PR #776, opened 2020-11-05
Add flushless config to EventProducer to allow disabling periodic flush on send

somandal:
BMM has a flushless mode, where the connector keeps track of all acknowledged sends for every TopicPartition and commits offsets based on these. The EventProducer tries to flush periodically on send, and this lands up calling flush even in flushless mode. This PR adds the capability to configure the EventProducer as flushless.

the contribution guidelines.

### DIFF
--- a/datastream-server-api/src/main/java/com/linkedin/datastream/server/DatastreamEventProducer.java
+++ b/datastream-server-api/src/main/java/com/linkedin/datastream/server/DatastreamEventProducer.java
@@ -39,4 +39,12 @@ public interface DatastreamEventProducer {
    * As such, it is not efficient to be invoked very frequently.
    */
   void flush();
+
+  /**
+   * Enable periodic flush on send
+   *
+   * @param enableFlushOnSend Whether to enable flushing on send or not
+   */
+  default void flushOnSend(boolean enableFlushOnSend) {
+  }
 }
--- a/datastream-server-api/src/main/java/com/linkedin/datastream/server/DatastreamEventProducer.java
+++ b/datastream-server-api/src/main/java/com/linkedin/datastream/server/DatastreamEventProducer.java
@@ -45,6 +45,6 @@ public interface DatastreamEventProducer {
    *
    * @param enableFlushOnSend Whether to enable flushing on send or not
    */
-  default void flushOnSend(boolean enableFlushOnSend) {
+  default void enablePeriodicFlushOnSend(boolean enableFlushOnSend) {
   }
 }
--- a/datastream-server-api/src/main/java/com/linkedin/datastream/server/FlushlessEventProducerHandler.java
+++ b/datastream-server-api/src/main/java/com/linkedin/datastream/server/FlushlessEventProducerHandler.java
@@ -44,6 +44,7 @@ public class FlushlessEventProducerHandler<T extends Comparable<T>> {
    */
   public FlushlessEventProducerHandler(DatastreamEventProducer eventProducer) {
     _eventProducer = eventProducer;
+    _eventProducer.flushOnSend(false);
   }
 
   /**
--- a/datastream-server-api/src/main/java/com/linkedin/datastream/server/FlushlessEventProducerHandler.java
+++ b/datastream-server-api/src/main/java/com/linkedin/datastream/server/FlushlessEventProducerHandler.java
@@ -44,7 +44,7 @@ public class FlushlessEventProducerHandler<T extends Comparable<T>> {
    */
   public FlushlessEventProducerHandler(DatastreamEventProducer eventProducer) {
     _eventProducer = eventProducer;
-    _eventProducer.flushOnSend(false);
+    _eventProducer.enablePeriodicFlushOnSend(false);
   }
 
   /**
--- a/datastream-server/src/main/java/com/linkedin/datastream/server/EventProducer.java
+++ b/datastream-server/src/main/java/com/linkedin/datastream/server/EventProducer.java
@@ -49,6 +49,7 @@ public class EventProducer implements DatastreamEventProducer {
   public static final String CONFIG_FLUSH_INTERVAL_MS = "flushIntervalMs";
   public static final String CONFIG_ENABLE_PER_TOPIC_METRICS = "enablePerTopicMetrics";
   public static final String CONFIG_ENABLE_PER_TOPIC_EVENT_LATENCY_METRICS = "enablePerTopicEventLatencyMetrics";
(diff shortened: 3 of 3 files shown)


jzakaryan (approved):
LGTM

vmaheshw (commented):
Instead of this, can you define a method may be isFlushAllowed, which FlushlessEventProducer can override? Adding the FlushLessMode in the base class looks wrong from class Inheritence perspective.

somandal:
> Instead of this, can you define a method may be isFlushAllowed, which FlushlessEventProducer can override? Adding the FlushLessMode in the base class looks wrong from class Inheritence perspective.

Sure, wasn't too happy about this change, but unfortunately `FlushlessEventProducerHandler` does not extend `EventProducer` or the interface `DatastreamEventProducer`. The only way I can think of getting around this is to add a new send() API to `DatastreamEventProducer` which takes a flag to flush or not. E.g.:

`  /**
   * Send event onto the transport
   *
   * <p>
   * Note that the onComplete callbacks will generally execute in the I/O thread of the TransportProvider and
   * should be reasonably fast or they will delay sending messages for other threads.
   * If you want to execute an expensive callbacks it is recommended to use your own
   * {@link java.util.concurrent.Executor} in the callback body to parallelize processing.
   *
   * @param event event to send
   * @param callback call back that needs to called when the send completes.
   * @param possiblyFlush flag denoting whether to possibly flush or not
   */
  void send(DatastreamProducerRecord event, SendCallback callback, boolean possiblyFlush);`

Problem is that nowhere in the interface is there a contract that says that send() flushes or can flush. So the new method added to the abstract class is somewhat odd. I can make this change, and have `FlushlessEventProducerHandler` call the new send() method and pass `possiblyFlush` as false. Let me know if y

vmaheshw:
> > Instead of this, can you define a method may be isFlushAllowed, which FlushlessEventProducer can override? Adding the FlushLessMode in the base class looks wrong from class Inheritence perspective.
> 
> Sure, wasn't too happy about this change, but unfortunately `FlushlessEventProducerHandler` does not extend `EventProducer` or the interface `DatastreamEventProducer`. The only way I can think of getting around this is to add a new send() API to `DatastreamEventProducer` which takes a flag to flush or not. E.g.:
> 
> ```
>   /**
>    * Send event onto the transport
>    *
>    * <p>
>    * Note that the onComplete callbacks will generally execute in the I/O thread of the TransportProvider and
>    * should be reasonably fast or they will delay sending messages for other threads.
>    * If you want to execute an expensive callbacks it is recommended to use your own
>    * {@link java.util.concurrent.Executor} in the callback body to parallelize processing.
>    *
>    * @param event event to send
>    * @param callback call back that needs to called when the send completes.
>    * @param possiblyFlush flag denoting whether to possibly flush or not
>    */
>   void send(DatastreamProducerRecord event, SendCallback callback, boolean possiblyFlush);
> ```
> 
> Problem is that nowhere in the interface is there a contract that says that send() flushes or can flush. So the new method added to the abstract class is somewhat odd. I can make this change, and have `FlushlessEventProducerHandler` call the new send() method and pass `possiblyFlush` as false. Let me know if you think this approach is appropriate.

How about introducing a variable flushAllowed set default to true method in EventProducer which set flushAllowed to false and FlushlessEventProducer can call the method after instantiating EventProducer object. I would like to avoid changing the send interface itself.

somandal:
> > > Instead of this, can you define a method may be isFlushAllowed, which FlushlessEventProducer can override? Adding the FlushLessMode in the base class looks wrong from class Inheritence perspective.
> > 
> > 
> > Sure, wasn't too happy about this change, but unfortunately `FlushlessEventProducerHandler` does not extend `EventProducer` or the interface `DatastreamEventProducer`. The only way I can think of getting around this is to add a new send() API to `DatastreamEventProducer` which takes a flag to flush or not. E.g.:
> > ```
> >   /**
> >    * Send event onto the transport
> >    *
> >    * <p>
> >    * Note that the onComplete callbacks will generally execute in the I/O thread of the TransportProvider and
> >    * should be reasonably fast or they will delay sending messages for other threads.
> >    * If you want to execute an expensive callbacks it is recommended to use your own
> >    * {@link java.util.concurrent.Executor} in the callback body to parallelize processing.
> >    *
> >    * @param event event to send
> >    * @param callback call back that needs to called when the send completes.
> >    * @param possiblyFlush flag denoting whether to possibly flush or not
> >    */
> >   void send(DatastreamProducerRecord event, SendCallback callback, boolean possiblyFlush);
> > ```
> > 
> > 
> > Problem is that nowhere in the interface is there a contract that says that send() flushes or can flush. So the new method added to the abstract class is somewhat odd. I can make this change, and have `FlushlessEventProducerHandler` call the new send() method and pass `possiblyFlush` as false. Let me know if you think this approach is appropriate.
> 
> How about introducing a variable flushAllowed set default to true method in EventProducer which set flushAllowed to false and FlushlessEventProducer can call the method after instantiating EventProducer object. I would like to avoid changing the send interface itself.

I've updated the `DatastreamEventProducer` interface with a new method to set this variable. Let me know what you think. Since the AbstractKafkaBasedConnectorTask stores the producer as the generic type, i.e. `DatastreamEventProducer`, the function had to be added at this level, rather than just in the `EventProducer`. Wanted to avoid ugly typecasting, since it means that we cannot change the type.

jzakaryan (dismissed):

datastream-server-api/src/main/java/com/linkedin/datastream/server/DatastreamEventProducer.java
```diff
@@ -39,4 +39,12 @@
    * As such, it is not efficient to be invoked very frequently.
    */
   void flush();
+
+  /**
+   * Enable periodic flush on send
+   *
+   * @param enableFlushOnSend Whether to enable flushing on send or not
+   */
+  default void flushOnSend(boolean enableFlushOnSend) {
```
vmaheshw, line 48: Can you change it to enablePeriodicFlushOnSend ?

vmaheshw, line 48: Can you change it to enablePeriodicFlushOnSend as method name?

vmaheshw (dismissed):

datastream-server-api/src/main/java/com/linkedin/datastream/server/DatastreamEventProducer.java
somandal: done

jzakaryan (approved):

vmaheshw (approved):
LGTM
= = = =
Only lines that contain "extends" are needed, so copy each of them from the data.

@@ -44,6 +44,7 @@ public class FlushlessEventProducerHandler<T extends Comparable<T>> {
@@ -44,7 +44,7 @@ public class FlushlessEventProducerHandler<T extends Comparable<T>> {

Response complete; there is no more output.